Marketed as the product Xuriden (FDA), uridine triacetate is indicated for the treatment of hereditary orotic aciduria. Marketed as the product Vistogard (FDA), uridine triacetate is indicated for the emergency treatment of adult and pediatric patients in the following situations: following a fluorouracil or capecitabine overdose regardless of the presence of symptoms; or who exhibit early-onset, severe or life-threatening toxicity affecting the cardiac or central nervous system, and/or early-onset, unusually severe adverse reactions (e.g., gastrointestinal toxicity and/or neutropenia) within 96 hours following the end of fluorouracil or capecitabine administration.
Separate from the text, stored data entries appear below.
PR #264, opened 2020-04-01
FCCEUD-29: REVIEW - amehende

theashiot:
Issue ID: FCCEUD-29
Issue Link: https://projects.engineering.redhat.com/browse/FCCEUD-29

In con_comparison-between-modules-and-DITA-topics.adoc:

* Remove -include::../attributes.adoc[]
* Remove 'topic' at the end of the first sentence
* Capitalize one instance of 'xml'

In con_what-is-a-module.adoc:

* Remove - include::../attributes.adoc[]

### DIFF
--- a/pantheon-bundle/src/main/resources/SLING-INF/content/docs/modules/con_comparison-between-modules-and-DITA-topics.adoc
+++ b/pantheon-bundle/src/main/resources/SLING-INF/content/docs/modules/con_comparison-between-modules-and-DITA-topics.adoc
@@ -1,14 +1,13 @@
-include::../attributes.adoc[]
 [id='comparison-between-modules-and-DITA-topics_{context}']
 = Comparison between modules and DITA topics
 
-A module is similar to a topic in Darwin Information Typing Architecture (DITA) topic. 
+A module is similar to a topic in Darwin Information Typing Architecture (DITA). 
 
 A module differs from a DITA-topic in the following aspects:
 
 * Source language
 + 
-Modules are written AsciiDoc, whereas DITA topics are written in xml.
+Modules are written AsciiDoc, whereas DITA topics are written in XML.
 
 * Structure
 +
--- a/pantheon-bundle/src/main/resources/SLING-INF/content/docs/modules/con_what-is-a-module.adoc
+++ b/pantheon-bundle/src/main/resources/SLING-INF/content/docs/modules/con_what-is-a-module.adoc
@@ -1,4 +1,3 @@
-include::../attributes.adoc[]
 [id='what-is-a-module_{context}']
 = What is a module
 


theashiot:
@redhataccess/pantheon-developers Please review for technical completeness and accuracy.

benradey:
LGTM

pantheon-bundle/src/main/resources/SLING-INF/content/docs/modules/con_comparison-between-modules-and-DITA-topics.adoc
```diff
@@ -1,14 +1,13 @@
...
 
 A module differs from a DITA-topic in the following aspects:
 
 * Source language
 + 
-Modules are written AsciiDoc, whereas DITA topics are written in xml.
+Modules are written AsciiDoc, whereas DITA topics are written in XML.
 
 * Structure
 +
```
stoobie, line 13: For some reason, I can't add comments below this line... @benradey, any idea why that might be?

Anyway, my comments:

"Following is the comparison..." You can just change this to a title for the table. Alternatively, "the following table compares the structure of a DITA topic and a module."

I think that this table is kind of misleading, though...I'm not real sure what you're trying to show here. A module, ideally, should be structured like a DITA topic, even though it doesn't use XML. There's no meaningful difference between `<title>Topic title</title>` and `= Topic title`. And you should ideally have a short description, body, and related links.



Also, technically, you can have nested topics within a topic. You're just not supposed to according to the Mod Docs guidelines.

pantheon-bundle/src/main/resources/SLING-INF/content/docs/modules/con_comparison-between-modules-and-DITA-topics.adoc
```diff
@@ -1,14 +1,13 @@
...
 
-A module is similar to a topic in Darwin Information Typing Architecture (DITA) topic. 
+A module is similar to a topic in Darwin Information Typing Architecture (DITA). 
 
 A module differs from a DITA-topic in the following aspects:
 
 * Source language
 + 
-Modules are written AsciiDoc, whereas DITA topics are written in xml.
+Modules are written AsciiDoc, whereas DITA topics are written in XML.
```
stoobie, line 10: DITA is a form of XML. DITA-based topics are written in DITA XML, or just DITA.

pantheon-bundle/src/main/resources/SLING-INF/content/docs/modules/con_what-is-a-module.adoc
```diff
@@ -1,4 +1,3 @@
-include::../attributes.adoc[]
 [id='what-is-a-module_{context}']
 = What is a module
```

Uridine Triacetate was approved by the U.S. Food and Drug Administration (FDA) on Sep 4, 2015. It was developed by Wellstat Therapeutics, then marketed as Xuriden® by Wellstat Therapeutics in US. Then it was also approved by FDA for overdose of certain types of chemotherapy on Dec 11, 2015 and marketed as Vistogard®.
Uridine Triacetate is a prodrug of the nucleoside uridine used to treat hereditary orotic aciduria. Hereditary orotic aciduria is inherited from a recessive gene. The disease is due to a defective or deficient enzyme, which results in the body being unable to normally synthesize uridine, a necessary component of ribonucleic acid (RNA). Signs and symptoms of the disease include blood abnormalities (anemia, decreased white blood cell count, decreased neutrophil count), urinary tract obstruction due to the formation of orotic acid crystals in the urinary tract, failure to thrive, and developmental delays.
Xuriden® is approved as oral granules that can be mixed with food or in milk or infant formula, and is administered once daily. The starting dosage is 60 mg/kg once daily; the dose may be increased to 120 mg/kg (not to exceed 8 grams) once daily for insufficient efficacy.
Mechanism Of Action
Uridine triacetate is an acetylated form of uridine. Following oral administration, uridine triacetate is deacetylated by nonspecific esterases present throughout the body, yielding uridine in the circulation (Figure 1).
Figure 1: Uridine Triacetate Conversion to Uridine
URIDEN provides uridine in the systemic circulation of patients with hereditary orotic aciduria who cannot synthesize adequate quantities of uridine due to a genetic defect in uridine nucleotide synthesis.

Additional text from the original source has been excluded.